Do you have any advice for someone considering a career in mathematical biology?
I don’t know that I would presume to know enough to give advice to anyone but I can tell you what I wish my younger self had known. Read, read more than you think you should, read about biology, read about math and read about everything in between. The more you read, the easier it is to identify interesting areas of research over time.
Write, write every day. Even if it is one paragraph explaining your thinking or a summary of a paper, write. Writing good papers is a learned skill. Pay attention to detail, use your writing to ask if someone can understand it without your having to explain it.
Biology is complex and fascinating but for a mathematical scientist, the barrier to entry may be hard given how many facts you need to know to get to the basics. Your collaborators should be those you feel comfortable asking questions and it should be a partnership. Finding good partners in science in general, but particularly in interdisciplinary fields, is key. Using forums such as group meetings to present your work, explain the math, and so on, are small but critical steps in lowering the jargon barrier that comes with interdisciplinary research.
What do you like to do in your spare time outside of work?
I have a full life outside of work – I have two children and at this stage much of our time is spent getting them to various activities. I enjoy a lot of recreational activities – knitting, reading fiction of various genres, running, and yoga. In the spirit of boundaries that I mentioned earlier, I’ve come to realize that various aspects of work can expand to take up all the available time. To avoid that from happening, sometimes, I’ll just mark personal time on the calendar to re-establish porous boundaries. This was a very useful trick while dealing with the worst of the pandemic.

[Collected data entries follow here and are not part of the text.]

PR #35273, opened 2026-07-30
fix(redis): stop an unreachable Redis from blocking every request

yassin-berriai:
## TLDR

Problem this solves:

- A url-configured Redis silently dropped every connection kwarg
- No socket_timeout, so an unreachable Redis blocked callers forever
- The Redis circuit breaker could never open, so Redis was never dropped
- Result: proxy stayed liveness-healthy while every request hung

How it solves it:

- Allowlist the kwargs the connection actually accepts, not the client's
- Count a swallowed Redis error as a failure, not a success
- Put Lua script execution behind the same circuit breaker

## Linear ticket

Resolves LIT-4930

## Pre-Submission checklist

## Delays in PR merge?

## Screenshots / Proof of Fix

Live proxy on a real Postgres, calling the real OpenAI API. Redis is a real server that gets frozen mid-flight with `docker pause`, which is what a server under maintenance looks like from the client's side: the TCP connection stays open and nothing ever replies. Stopping the container instead would be a much weaker test, since a refused connection fails instantly and none of this code is exercised.

Config used for both runs (proxy-level cache and coordination Redis both on a url, which is the shape that was broken):

```yaml
litellm_settings:
  cache: true
  cache_params:
    type: redis
    url: os.environ/LIT4930_REDIS_URL
router_settings:
  redis_url: os.environ/LIT4930_REDIS_URL
```

**Before, at `4d54324515`.** Requests are sent with an rpm-limited key so the coordination path is live. Redis is healthy for the first two, then paused:

```
--- redis HEALTHY (unfixed) ---
  request 1: http=200 total=1.631369s
  request 2: http=200 total=1.149407s
--- redis PAUSED at 12:30:22 ---
  request 1: TIMED OUT after 60s (client gave up; server never answered)
  request 2: TIMED OUT after 60s (client gave up; server never answered)
  request 3: TIMED OUT after 60s (client gave up; server never answered)
```

The proxy never answers again. What makes this hard to catch in production is that it still looks alive:

```
$ curl -s -o /dev/null -w 'http=%{http_code} in %{time_total}s\n' http://127.0.0.1:4930/health/liveliness
http=200 in 0.001210s
```

A load balancer keeps the pod in rotation, and every inference request hangs.

Starting a proxy while Redis is already unreachable was equally fatal, because `RedisCache.__init__` makes a synchronous call with the same missing timeout:

```
$ # unfixed, redis blackholed
t+0s   liveliness=000
...
t+141s liveliness=000        <- never came up
```

**After, at `196ae5ddd6`.** Same config, same script, same paused Redis:

```
--- redis HEALTHY (fixed) ---
  request 1: http=200 total=1.873846s
  request 2: http=200 total=1.488952s
--- redis PAUSED at 14:07:45 ---
  request 1: http=200 total=11.091554s
  request 2: http=200 total=11.020037s
  request 3: http=200 total=1.345299s
  request 4: http=200 total=1.232392s
  request 5: http=200 total=1.275938s
  request 6: http=200 total=1.301726s
  request 7: http=200 total=6.520788s
```

Every request is answered. The first two pay the socket timeout while the failures accumulate, then the breaker opens and latency returns to the healthy baseline of roughly one second with Redis skipped entirely:

```
Redis circuit breaker OPENED after 5 consecutive failures — fast-failing Redis calls for 60s
```

Request 7 is a breaker half-opening after their 60s recovery window and sending a probe through. That is the intended design, and it is why the outage numbers are uneven rather than flat: each cache holds its own breaker, so during a sustained outage most requests are served from memory at roughly a second while an occasional probe pays one timeout to find out whether Redis is back.

Unpausing Redis puts it back in the pool on the next probe, so the degradation is not sticky:

```
--- redis RECOVERED ---
  request 1: http=200 total=1.332444s
  request 2: http=200 total=2.076628s
```

Startup with Redis already unreachable now completes instead of hanging:

```
$ # fixed, redis blackholed
t+25s  liveliness=200
```

The isolated mechanism, measured against a blackholed host (`10.255.255.1`, packets dropped) so the two config styles can be compared directly:

```
BEFORE (4d54324515)                     AFTER (196ae5ddd6)
 host/port  construct 10.02s            host/port  construct 10.03s
            get       5.00s                        get       5.00s
 url        construct >30s BLOCKED      url        construct 10.02s
            (killed after 5 min)                   get       5.00s
```

Note on behaviour during an outage: rate limiting falls back to per-worker in-memory counters, so limits fail open rather than rejecting traffic. That is the existing behaviour of the v3 limiter's fallbacks, not something this PR changes, but it is worth stating explicitly since this PR is what makes that fallback actually reachable. For the same reason only connectivity failures feed the breaker; counting command and data errors would let a caller provoke that fallback on demand.

## Type

🐛 Bug Fix

## Changes

Two independent defects had to line up for a Redis outage to take the proxy down rather than degrade it.

**Connection kwargs were dropped on url configs.** `_get_redis_url_kwargs` built its allowlist from `inspect.getfullargspec(redis.Redis.from_url)`. `from_url` is declared `(cls, url, **kwargs)`, so the argspec carries no connection kwargs at all and the function returned `['cls', 'url', 'url']`. Everything was stripped, `socket_timeout` included, and `socket_connect_timeout` falls back to `socket_timeout`, so both ended up `None` and redis-py blocked until the OS gave up. `get_redis_connection_pool` lost the same kwargs by a different route, rebuilding its pool kwargs from scratch as `{timeout, url, max_connections}`. Host/port configs were unaffected, which is why this survived so long.

The allowlist now comes from the connection class that redis-py ultimately hands those kwargs to, walking the MRO because redis-py splits them between `AbstractConnection` and its subclasses. Taking the client's signature instead would look reasonable and be wrong: it admits client-only settings such as `single_connection_client` and `auto_close_connection_pool`, plus the `ssl_*` family that only `SSLConnection` accepts, and all of those reach `AbstractConnection` and raise `TypeError` on first connect. TLS on a url config comes from the `rediss://` scheme, which selects `SSLConnection` on its own.

**The circuit breaker could not open.** `_redis_circuit_breaker_guard` inferred health from the method returning. But `async_get_cache`, `async_batch_get_cache`, `async_set_cache`, `async_set_cache_pipeline`, `async_set_cache_sadd` and `async_get_ttl` all catch their own connection errors and return a default so callers degrade instead of failing, which is correct behaviour that happens to be indistinguishable from success at the decorator boundary. Every failed call therefore reset the failure streak, the threshold was never reached, and an unreachable Redis stayed in the pool with every request paying a full timeout on it. Measured directly: six consecutive failing calls left `failure_count=0, state=closed`.

Those methods now record the failure, and success is recorded only when nothing failed while the method ran. Separately, Lua execution bypassed the breaker entirely, which mattered most because the v3 rate limiter issues all of its Redis traffic that way; the guard is now a small module-level helper shared by the decorator and the script executor.

### Final Attestation

### DIFF
--- a/litellm/_redis.py
+++ b/litellm/_redis.py
@@ -61,23 +61,51 @@ def _get_redis_kwargs():
     return available_args
 
 
-def _get_redis_url_kwargs(client=None):
+def _init_arg_names(cls: type) -> frozenset[str]:
+    """Every ``__init__`` parameter accepted anywhere in a class's MRO.
+
+    Keyword-only parameters are included, and the MRO is walked because redis-py splits a
+    connection's parameters between ``AbstractConnection`` and its concrete subclasses.
+    """
+    return frozenset(
+        name
+        for klass in inspect.getmro(cls)
+        if klass is not object
+        for spec in (inspect.getfullargspec(klass.__init__),)
+        for name in spec.args + spec.kwonlyargs
+    )
+
+
+def _get_redis_url_kwargs(client: Optional[type] = None) -> tuple[str, ...]:
+    """Connection kwargs that redis-py forwards from ``from_url`` down to the connection.
+
+    ``from_url`` is declared as ``(cls, url, **kwargs)``, so introspecting it yields no
+    connection kwargs at all. What it really does is hand its kwargs to the connection
+    class, so that class's signature is the allowlist.
+
+    Taking the client's signature instead would be wrong in both directions: it omits
+    nothing useful, but it admits client-only parameters such as
+    ``single_connection_client`` and ``auto_close_connection_pool``, plus the ``ssl_*``
+    family that only ``SSLConnection`` accepts. Those reach ``AbstractConnection`` and
+    raise ``TypeError`` the first time a connection is created. TLS on a url config is
+    selected by the ``rediss://`` scheme, which picks ``SSLConnection`` on its own.
+    """
     if client is None:
-        client = redis.Redis.from_url
-    arg_spec = inspect.getfullargspec(redis.Redis.from_url)
+        client = redis.Redis
+    connection_cls = async_redis.Connection if client is async_redis.Redis else redis.Connection
+
+    exclude_args = frozenset(
+        {
+            "self",
+            "connection_pool",
+            "retry",
+        }
+    )
 
     # Only allow primitive arguments
-    exclude_args = {
-        "self",
-        "connection_pool",
-        "retry",
-    }
+    include_args = ("url", "max_connections")
 
-    include_args = ["url"]
-
-    available_args = [x for x in arg_spec.args if x not in exclude_args] + include_args
-
-    return available_args
+    return tuple(x for x in _init_arg_names(connection_cls) if x not in exclude_args) + include_args
 
 
 def _get_redis_cluster_kwargs(client=None):
@@ -614,7 +642,7 @@ def get_redis_async_client(
     if "url" in redis_kwargs and redis_kwargs["url"] is not None:
         if connection_pool is not None:
             return async_redis.Redis(connection_pool=connection_pool)
-        args = _get_redis_url_kwargs(client=async_redis.Redis.from_url)
+        args = _get_redis_url_kwargs(client=async_redis.Redis)
         url_kwargs = {}
         for arg in redis_kwargs:
             if arg in args:
@@ -662,10 +690,10 @@ def get_redis_connection_pool(
         return None
 
     if "url" in redis_kwargs and redis_kwargs["url"] is not None:
-        pool_kwargs = {
-            "timeout": REDIS_CONNECTION_POOL_TIMEOUT,
-            "url": redis_kwargs["url"],
-        }
+        allowed_args = _get_redis_url_kwargs(client=async_redis.Redis)
+        pool_kwargs = {k: v for k, v in redis_kwargs.items() if k in allowed_args and k != "max_connections"}
+        pool_kwargs["timeout"] = REDIS_CONNECTION_POOL_TIMEOUT
+        pool_kwargs["url"] = redis_kwargs["url"]
         if "max_connections" in redis_kwargs:
             try:
                 pool_kwargs["max_connections"] = int(redis_kwargs["max_connections"])
--- a/litellm/caching/redis_cache.py
+++ b/litellm/caching/redis_cache.py
@@ -17,7 +17,8 @@ import json
 import time
 from collections.abc import Awaitable, Callable, Sequence
 from datetime import timedelta
-from typing import TYPE_CHECKING, Any, List, Optional, Tuple, Union, cast
+from contextvars import ContextVar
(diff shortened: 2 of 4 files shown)


yassin-berriai:
The concurrency finding was correct, thanks. I reproduced it before changing anything: two calls in flight against one breaker, where the failure lands while the other call is still awaiting, and a Redis that answered a call in every single round was still evicted after 5 rounds.

```
round 0: failure_count=1 state=closed
round 1: failure_count=2 state=closed
round 2: failure_count=3 state=closed
round 3: failure_count=4 state=closed
round 4: failure_count=5 state=open      <- despite a success in every round
```

Root cause was the marker itself. `total_failures` lived on the breaker, and a breaker is shared by every concurrent caller, so it could not distinguish "my call failed" from "some other in-flight call failed"; the second caller then declined to record its own success. That is the opposite of what the guard is for, since it evicts a Redis that is still serving.

Fixed by moving the per-call marker to a `ContextVar`. asyncio gives each task its own copy of the context, so the marker is genuinely per call, and nested guarded calls still propagate within a task. The `total_failures` property is gone.

Same scenario after the change:

```
round 0..5: failure_count=0 state=closed   (healthy Redis kept in the pool)
```

Also added `test_concurrent_success_is_not_cancelled_by_another_calls_failure` for exactly the interleaving you described. Worth noting the first version of that test was vacuous: the failing coroutine had no await before recording, so it always completed before the healthy call snapshotted, and it passed against the buggy code. It now sleeps first so the failure lands mid-flight, and I verified it fails when I restore the shared counter and passes with the ContextVar.

@greptileai please review the current head `ec8f7b8584`

yassin-berriai:
Took the veria finding about request errors opening the shared breaker; it is correct and it is on this PR. Before these changes the breaker could never open at all, so the path was unreachable in practice. Making it functional is exactly what makes it reachable, which is my regression to close, not a pre-existing one to wave through.

The distinction I went with is connectivity vs request:

- unhealthy, counts: `ConnectionError`, `TimeoutError`, `BusyLoadingError`, `ClusterDownError`, plus `OSError` / `asyncio.TimeoutError`
- not unhealthy, does not count: `ResponseError`, `DataError`, `InvalidResponse` and anything else

Note `ClusterDownError` subclasses `ResponseError`, so this is matched by type against an explicit list rather than by excluding `ResponseError` wholesale.

```
ResponseError (bad request)      -> failure_count=0 state=closed
ConnectionError (redis down)     -> failure_count=3 state=open
```

The import of `redis.exceptions` is lazy and `lru_cache`d, because `litellm/caching/redis_cache.py` is reachable from a base `import litellm` while redis is not a base dependency; a module-level import there would break the base-install jobs the same way a top-level prisma import does.

Covered by `test_only_connectivity_failures_open_the_breaker`, parametrized over all five error types, and I confirmed the two negative cases fail when I restore the blanket `except Exception: record_failure()`. Re-verified on a live proxy that a real outage still opens the breaker and requests still return 200 throughout.

@greptileai please review the current head `196ae5ddd6`

tin-berri (approved):

Issue #27923, opened 2026-05-14
[Bug]: Prevent budget enforcement from blocking model discovery endpoints (allow accessing free models)


kevalmahajan:
### Check for existing issues

- [x] I have searched the existing issues and checked that my issue is not a duplicate.

## Summary

When a team/org/user budget is exhausted in LiteLLM, the proxy returns HTTP 429 Budget Exceeded for model discovery endpoints such as GET /v1/models and GET /models.

This completely breaks OpenAI-compatible clients because they rely on these endpoints to populate available models before users can interact with the UI. As a result, all models become invisible - including free/self-hosted models that would not incur additional cost.

## What happened?

When a **team-level budget** (or organization/user budget) is fully exhausted, the LiteLLM proxy returns `HTTP 429 Budget Exceeded` on the `GET /v1/models` and `GET /models` endpoints. This completely blocks model discovery for any client using that team's API key.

Any final comments or advice?
Compared to when I was in graduate school, there are so many more resources available online, through journals, through society websites, and through social media. This is a powerful acknowledgement of how research is not a one-size-fits-all. Trainees can avail themselves of all these but sometimes having too many resources can also get overwhelming. I would advocate for some self-awareness. Please think about your working style, what type of mentoring best suits you and seek the necessary resources. Build your network of mentors, use your peers for peer-mentoring, and make sure you get the support you need. This is your journey. It needn’t look like mine or anyone else’s. And the final thing – if you have a seat at the table, then you have a voice at the table. Use it wisely.